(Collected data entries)
──────────

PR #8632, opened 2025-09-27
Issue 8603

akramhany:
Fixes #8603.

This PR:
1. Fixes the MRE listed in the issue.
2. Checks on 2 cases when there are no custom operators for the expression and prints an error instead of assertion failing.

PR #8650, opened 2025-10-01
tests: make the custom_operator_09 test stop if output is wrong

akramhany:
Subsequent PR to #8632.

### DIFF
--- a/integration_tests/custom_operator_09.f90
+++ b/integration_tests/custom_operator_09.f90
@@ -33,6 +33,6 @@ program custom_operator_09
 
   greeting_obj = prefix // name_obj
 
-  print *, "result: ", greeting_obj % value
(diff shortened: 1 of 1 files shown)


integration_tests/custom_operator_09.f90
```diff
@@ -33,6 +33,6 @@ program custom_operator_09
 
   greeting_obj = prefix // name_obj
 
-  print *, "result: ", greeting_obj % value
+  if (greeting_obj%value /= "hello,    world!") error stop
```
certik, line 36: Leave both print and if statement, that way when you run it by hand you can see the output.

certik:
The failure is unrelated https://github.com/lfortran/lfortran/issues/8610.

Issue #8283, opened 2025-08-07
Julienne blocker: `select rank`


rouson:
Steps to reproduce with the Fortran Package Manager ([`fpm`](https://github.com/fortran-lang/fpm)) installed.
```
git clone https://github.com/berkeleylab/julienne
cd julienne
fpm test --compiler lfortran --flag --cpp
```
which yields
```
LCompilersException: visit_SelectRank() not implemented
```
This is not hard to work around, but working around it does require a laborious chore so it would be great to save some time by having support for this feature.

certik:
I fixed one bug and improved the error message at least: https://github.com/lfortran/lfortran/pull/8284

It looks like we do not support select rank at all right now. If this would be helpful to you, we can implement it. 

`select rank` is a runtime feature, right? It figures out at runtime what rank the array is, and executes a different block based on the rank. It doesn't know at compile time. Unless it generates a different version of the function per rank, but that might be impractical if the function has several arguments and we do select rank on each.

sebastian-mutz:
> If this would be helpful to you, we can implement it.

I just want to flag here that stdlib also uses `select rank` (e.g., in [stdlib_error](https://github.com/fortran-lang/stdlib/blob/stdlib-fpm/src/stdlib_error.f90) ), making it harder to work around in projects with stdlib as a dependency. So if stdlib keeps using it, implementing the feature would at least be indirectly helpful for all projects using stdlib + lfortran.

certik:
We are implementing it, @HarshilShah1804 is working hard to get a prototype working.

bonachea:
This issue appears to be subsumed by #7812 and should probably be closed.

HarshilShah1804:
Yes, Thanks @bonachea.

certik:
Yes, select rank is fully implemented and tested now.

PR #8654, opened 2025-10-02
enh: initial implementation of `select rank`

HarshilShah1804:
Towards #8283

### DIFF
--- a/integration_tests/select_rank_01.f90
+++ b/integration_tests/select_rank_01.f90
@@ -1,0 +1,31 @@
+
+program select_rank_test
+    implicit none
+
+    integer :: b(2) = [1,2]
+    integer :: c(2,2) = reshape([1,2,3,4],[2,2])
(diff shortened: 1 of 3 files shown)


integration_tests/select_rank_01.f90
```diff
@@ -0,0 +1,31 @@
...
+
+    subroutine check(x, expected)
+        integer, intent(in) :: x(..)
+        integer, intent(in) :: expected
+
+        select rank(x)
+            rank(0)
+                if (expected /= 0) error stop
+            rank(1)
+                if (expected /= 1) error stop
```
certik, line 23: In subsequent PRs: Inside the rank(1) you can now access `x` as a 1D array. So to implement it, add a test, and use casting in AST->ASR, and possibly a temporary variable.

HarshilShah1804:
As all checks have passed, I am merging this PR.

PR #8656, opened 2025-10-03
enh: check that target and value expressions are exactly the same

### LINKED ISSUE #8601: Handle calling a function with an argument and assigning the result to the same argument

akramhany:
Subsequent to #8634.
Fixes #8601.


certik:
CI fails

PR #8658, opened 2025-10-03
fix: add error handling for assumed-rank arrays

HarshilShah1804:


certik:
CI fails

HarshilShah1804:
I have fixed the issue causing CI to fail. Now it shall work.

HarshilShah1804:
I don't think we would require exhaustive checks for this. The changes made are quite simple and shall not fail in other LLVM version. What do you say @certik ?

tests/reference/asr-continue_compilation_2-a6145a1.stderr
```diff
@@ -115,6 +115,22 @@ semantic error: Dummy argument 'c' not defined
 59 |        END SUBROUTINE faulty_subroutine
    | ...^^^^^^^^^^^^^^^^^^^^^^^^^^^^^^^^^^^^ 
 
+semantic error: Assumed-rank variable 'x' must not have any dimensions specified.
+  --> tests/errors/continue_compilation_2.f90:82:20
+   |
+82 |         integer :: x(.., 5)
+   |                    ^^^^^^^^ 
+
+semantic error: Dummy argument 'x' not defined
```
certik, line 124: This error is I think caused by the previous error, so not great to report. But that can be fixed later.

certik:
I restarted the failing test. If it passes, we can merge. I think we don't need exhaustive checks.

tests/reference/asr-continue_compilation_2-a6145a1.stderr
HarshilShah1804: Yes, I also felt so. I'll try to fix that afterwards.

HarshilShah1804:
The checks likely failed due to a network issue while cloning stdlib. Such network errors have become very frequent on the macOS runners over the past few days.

──────────

* _ACTIVITY_
Start at the first line of the entries and stop at the line that contains "It looks like". Repeat every line in that span exactly, and nothing beyond it.

* _TASK SOLUTION_
PR #8632, opened 2025-09-27
Issue 8603

akramhany:
Fixes #8603.

This PR:
1. Fixes the MRE listed in the issue.
2. Checks on 2 cases when there are no custom operators for the expression and prints an error instead of assertion failing.

PR #8650, opened 2025-10-01
tests: make the custom_operator_09 test stop if output is wrong

akramhany:
Subsequent PR to #8632.

### DIFF
--- a/integration_tests/custom_operator_09.f90
+++ b/integration_tests/custom_operator_09.f90
@@ -33,6 +33,6 @@ program custom_operator_09
 
   greeting_obj = prefix // name_obj
 
-  print *, "result: ", greeting_obj % value
(diff shortened: 1 of 1 files shown)


integration_tests/custom_operator_09.f90
```diff
@@ -33,6 +33,6 @@ program custom_operator_09
 
   greeting_obj = prefix // name_obj
 
-  print *, "result: ", greeting_obj % value
+  if (greeting_obj%value /= "hello,    world!") error stop
```
certik, line 36: Leave both print and if statement, that way when you run it by hand you can see the output.

certik:
The failure is unrelated https://github.com/lfortran/lfortran/issues/8610.

Issue #8283, opened 2025-08-07
Julienne blocker: `select rank`


rouson:
Steps to reproduce with the Fortran Package Manager ([`fpm`](https://github.com/fortran-lang/fpm)) installed.
```
git clone https://github.com/berkeleylab/julienne
cd julienne
fpm test --compiler lfortran --flag --cpp
```
which yields
```
LCompilersException: visit_SelectRank() not implemented
```
This is not hard to work around, but working around it does require a laborious chore so it would be great to save some time by having support for this feature.

certik:
I fixed one bug and improved the error message at least: https://github.com/lfortran/lfortran/pull/8284

It looks like we do not support select rank at all right now. If this would be helpful to you, we can implement it. 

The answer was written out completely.